On Thursday, outside The Rez smoke shop on Bloomingdale Road on the Tonawanda territory, Eric Keeton of Cheektowaga described the situation from a buyer’s perspective.

“I said ‘hell no,'” he recalled about the time the taxes jumped in 2010. A smoker for about two years, he switched from buying at a local 7-Eleven to driving to The Rez and stocking up. “It’s cheaper for me and a lot of other people, too,” Keeton said.

“People are getting fed up with the high cost of cigarettes on the outside,” Ground said.

Calvin said people may see the issue as affecting only cigarette buyers and sellers, but an analysis his organization commissioned before the cigarette tax rose reports that taxpayers were missing out on $1 billion annually because of reservation sales. (Other estimates put the amount at a fraction of that.)

“It’s especially not fair to non-smoking citizens because they’re essentially subsidizing the non-taxed purchases of the citizens who smoke,” Calvin said.

Here’s where he and Porter part company the furthest. Porter said the money that consumers don’t pay in the form of cigarette taxes is spent off the reservation and generates taxes.

It also supports income of people who work in smoke shops and use their pay to buy taxed products and services off the reservations.
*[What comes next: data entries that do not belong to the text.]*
PR #699, opened 2022-05-13
Gitlab hostname only support.

### LINKED ISSUE #698: GitLabHostProvider ignoring gitlab hosts if addressed by hostname only.

2.0.696+4365b917da for windows.

* [x] GitLab

* [x] Yes

**SetUp / Infrastructure**

We have an internal on premise gitlab instance that is reachable from within our companies network.
The host is configured to set its hostname only in the clone url. The `domain.tld` are omitted.
Therefore cloning any repository from that instance will result in an origin name of `hostname` e.g. `abcgitlab`.
The server is reachable internally either by `abcgitlab` as well as `abcgitlab.abc.lan`.
The gitlab instance was configured to allow GCM OAuth usage as described in [GitLab support](https://github.com/GitCredentialManager/git-credential-manager/blob/main/docs/gitlab.md).
Local credential configurations exist for both `https://abcgitlab` as well as `https://abcgitlab.abc.lan` containing the same settings.

**Expected behavior**

I was expecting to be forwarded to the web browser to grant access to the application GCM.

**Actual behavior**

GCM is falling back to generic authentication instead of configured OAuth for gitlab on premise.
GCM (or git) also modifies my configuration file and sets my `provider` value from `gitlab` back to `generic`.

**Logs**

Where do I find them? Windows system (for work), but could try to reproduce on private linux machines.
Would need to setup described infrastructure from above first though.

**Personal Analysis**

I assume the reason is due to [GitLabHostProvider.cs:65](https://github.com/GitCredentialManager/git-credential-manager/blob/46d1b3cc31a385b44f071a37a888c563c83adb59/src/shared/GitLab/GitLabHostProvider.cs#L65).
Changing the remote url of the git repository to have at least three parts works as expected but is kind of cumbersome as the gitlab server is providing clone urls without `domain.tld`.

For tests I compiled my own adaption of the GitLab-Hostprovider and changed mentioned checks to require just one element as well as comparing to the name of our host.
This resulted in `GitLabDevClientId` and `GitLabDevClientSecret` being searched and read from the unscoped `credential` section only.
I find this kind of confusing as the one thing should have nothing to do with the other.
Any `GitLabDevClient*` values in the then appropriate `https://abcgitlab` section (instead of the previously used `https://abcgitlab.abc.lan` section) simply were ignored.
Therefore I am wondering whether the fully qualified domain restriction is there due to a side effect or whether it is there for a (good) reason.

Me personally would prefer to be able to address our gitlab instance with its host name only omitting `domain.tld`.
Also I'd be willing to contribute an implementation for this. But for this, I'd need to understand what the purpose of certain decissions made were, so I can follow the overall idea of the plugin/provider.

Bene81:
Closes #698 .

This merge request offers support for addressing git hosts by hostname only.

The overall idea of this implementation is: if a host uri does not contain any dots it has to be a host in the local network.
If thats the case the resulting credential scope is returned.

Otherwise the old scope determination algorithm applies.
UnitTest has been adapted. I am open for discussions or improvement suggestions.

### DIFF
--- a/src/shared/Core/UriExtensions.cs
+++ b/src/shared/Core/UriExtensions.cs
@@ -102,6 +102,16 @@ namespace GitCredentialManager
                 }
             }
 
+            // check whether the host specification contains of hostname only
+            // this usually means, the git hosting instance is part of your local
+            // network.
+            if (!(string.IsNullOrWhiteSpace(host) || string.IsNullOrEmpty(host)) &&
+                !host.Contains("."))
+            {
+                yield return $"{schemeAndDelim}{host}";
+                yield break;
+            }
+
             // Unfold the host by sub-domain, left-to-right
             while (!string.IsNullOrWhiteSpace(host))
             {
--- a/src/shared/Core.Tests/UriExtensionsTests.cs
+++ b/src/shared/Core.Tests/UriExtensionsTests.cs
@@ -27,7 +27,7 @@ namespace GitCredentialManager.Tests
         }
 
         [Theory]
-        [InlineData("http://com")]
+        [InlineData("http://hostname", "http://hostname")]
         [InlineData("http://example.com",
             "http://example.com")]
         [InlineData("http://foo.example.com",


src/shared/Core/UriExtensions.cs
```diff
@@ -102,6 +102,16 @@ public static IEnumerable<string> GetGitConfigurationScopes(this Uri uri)
...
             }
 
+            // check whether the host specification contains of hostname only
+            // this usually means, the git hosting instance is part of your local
+            // network.
+            if (!(string.IsNullOrWhiteSpace(host) || string.IsNullOrEmpty(host)) &&
+                !host.Contains("."))
+            {
+                yield return $"{schemeAndDelim}{host}";
+                yield break;
```
ldennington, line 112: Can you clarify why we're using `yield break`? Something like:

```suggestion
                // If we have reached this point, there are no more subdomains to unfold, so exit early.
                yield break;
```

src/shared/Core/UriExtensions.cs
```diff
@@ -102,6 +102,16 @@ public static IEnumerable<string> GetGitConfigurationScopes(this Uri uri)
                 }
             }
 
+            // check whether the host specification contains of hostname only
+            // this usually means, the git hosting instance is part of your local
+            // network.
+            if (!(string.IsNullOrWhiteSpace(host) || string.IsNullOrEmpty(host)) &&
```
ldennington, line 108:
```suggestion
            if (!string.IsNullOrWhiteSpace(host) &&
```

src/shared/Core/UriExtensions.cs
```diff
@@ -102,6 +102,16 @@ public static IEnumerable<string> GetGitConfigurationScopes(this Uri uri)
                 }
             }
 
+            // check whether the host specification contains of hostname only
+            // this usually means, the git hosting instance is part of your local
+            // network.
```
ldennington, line 107:
```suggestion
            // Check whether the URL only contains hostname.
            // This usually means the host is on your local network.
```

ldennington (changes requested):
Thank you for opening this PR! 🎉  I've added a few suggestions for cleanup, but looks good overall.

Bene81:
Thanks for your suggestions. I have reviewed and applied them.
Just for my personal understanding: why is it guarenteed that the URL hostname/domain name is either `null` or `whitespace` but never `string.Empty`?

mjcheetham:
> why is it guarenteed that the URL hostname/domain name is either `null` or `whitespace` but never `string.Empty`?

The `string.IsNullOrWhiteSpace` method also checks for the empty string, and is therefore a superset of the tests used in `string.IsNullOrEmpty`. [C# documentation](https://docs.microsoft.com/en-us/dotnet/api/system.string.isnullorwhitespace?view=net-6.0)

Value|`string.IsNullOrEmpty`|`string.IsNullOrWhiteSpace`
-|-|-
`"foo"`|`false`|`false`
`null`|`true`|`true`
`""`<br/>`string.Empty`|`true`|`true`
`"   "`|`false`|`true`

Bene81:
Thanks for hinting. Sorry, should have figured that out myself.

ldennington (approved):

“That’s a very interesting theory,” Calvin responded. “My mom always told me, ‘Don’t let anybody ever tell you that the grass is blue, the sky is green or that tax evasion is economic development.'”

To which Porter countered that it’s hypocritical for the state to abate taxes for corporations in the name of economic development, yet insist that untaxed Indiancigarette sales on sovereign territories are an abuse.

Porter said native nations can’t be blamed for all of the state’s budgetary and taxation woes, either.

“If our economy somehow disappeared tomorrow, New York would still have a gaping enforcement problem,” he said, noting that cigarette sellers in Pennsylvania enjoy a similar bonanza from New York customers because of a $3 tax difference per pack.

“Money is the issue,” said Ground, who added that he sees new faces at his store all the time. If big-brand cigarettes cost $100 a carton off the reservation and half of that on, “you don’t have to be a rocket scientist to figure that out.”